My neighbors had an igloo dog house with some straw and a husky mix bitch tethered in the yard. She had puppies in January out there. I live in NE Ohio, and January can be -10 degrees F. In the day time. But they never brought the puppies in. The puppies survived until they were about six months old and two were slaughtered in the road one morning before I went to work. I took one of them and kept it until it was neutered and had its shots. I am not sure what happened to the fourth. But all puppies survived the winter.
The way I know that they had no bottom on that dog house was that one day in February, the wind picked it up and sent it over the drink (I have a ravine and a river out behind my house). I saw the bitch and pups with no shelter and went to look at what happened. I climbed down the ravine and hit some mud and was going into the river when I grabbed a tree and hang on for hours. No one would have found me out there. I live alone and my folks wouldn't have known I was missing or where I may have gone for at least a day. Finally I got the attention of the Amish neighbor working in his timber. I got my dogs to bark and that got his dog to bark, and I tried to make him hear me. Finally he did look over the ravine and went and got a rope. I climbed out. He asked if I wanted the dog house, and I told him yeah, he climbed down and got it.
Another February, many, many years ago, I went down into the drink and my boy, Frodo crossed the icy river to the other side. He did not want to cross back when I called him. Arwen was just a puppy. Finally I ordered him to come and he did and fell through the ice, and I went into the river after him. It was bloody cold. I could have been killed. But I ordered that dog to come and I wasn't going to let him die for obeying me. At the very end, after I got Frodo out, Arwen went in, and I scooped her out. When we climbed out of the drink I kenneled Arwen and Frodo and went and changed my clothes first. Then I took care of Frodo because he was in the icy river longest. Then I took care of the six-eight month old puppy. Well that was stupid. We were in the house a few hours later and she got up to come over to me, and her back legs just didn't work. I rushed her to the vet and explained, and they said, being a puppy, she did not have the layer of fat, and she got a little hypothermia. She was fine. But it scared the daylights out of me.
With a properly sized dog house (not too big) and some straw, I don't think it gets cold enough in Ohio to be dangerous to GSDs. Mine were out at -27 degrees F, and they were fine. And that was the coldest I have ever seen it here. We might see -10 degrees. PA is right next door, and I live near the lake so close to the most northerly part of PA. The dog is barking because he is outside alone when his pack is inside. He's lonely, or bored. We can make laws about tethering and even about putting a dog in under certain weather conditions (which I believe is absolutely wrong and I will explain), but we don't make laws against dogs being bored or lonely.
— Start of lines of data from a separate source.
PR #1794, opened 2021-03-17
Replace interruptible with blocking in Console.readLine

### LINKED ISSUE #1793: Console.readLine is not interruptible due to `InputStream#read`
The produced effect should not use `IO.interruptible` but `IO.blocking` instead.

`InputStream#read` is not always an interruptible action, so our previous assumption was incorrect.

Some more details[here](https://stackoverflow.com/questions/3843363/thread-interrupt-not-ending-blocking-call-on-input-stream-read), for anyone interested, but not necessary.

alexandrustana:
Fixes #1793


vasilmkd (approved):

djspiewak:
This looks good! Holding pending my comment on the issue though

vasilmkd:
Unfortunately, I may have been too quick to open the original discussion. Nonetheless, it was a fruitful discussion. Thank you for your contribution, but I'm going to have to close this PR without merging it.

A noise ordinance if you are with a city limits is probably as good as you can do.
As for requiring dogs to be inside under certain temperatures: A GR is a hunting dog. If you do not acclimate a hunting dog to weather, than how can you hunt with it? So we condemn a dog whose breeding is hunting to being a couch potato and never be used for what it was bred for because as humans we would be uncomfortable outside.
Oh yeah, last story I told more than once. I took Babsy to work with me every day for over a year. One day I had put her up in the back of my explorer while I ran back inside the building to do something. It was 50 degrees out, so I did not want her to get hot in an enclosed vehicle, so I had the windows half-down and the back of the explorer up.
Cops stopped and they were going to arrest me because 50 degrees is too cold for a GSD in a crate in the back of an Explorer. What a bunch of weenies. There were two of them, young men, they had no clue at all. She was better than fine. The lady cop, who worked at our building supplementing her pay when we had events, who was about ready to retire, came out and calmed them down and assured them the dog was fine, and I take great care of her. Until some fool suggests taking your dog away for some tom-foolery, you don't know how affected that suggestion can make you. 50 degrees, too cold! How do wolves survive in Alaska, Canada, Greenland, Norther Europe, Siberia, Russia? How do humans survive without instincts? Especially when too many do not have the brains they were born with.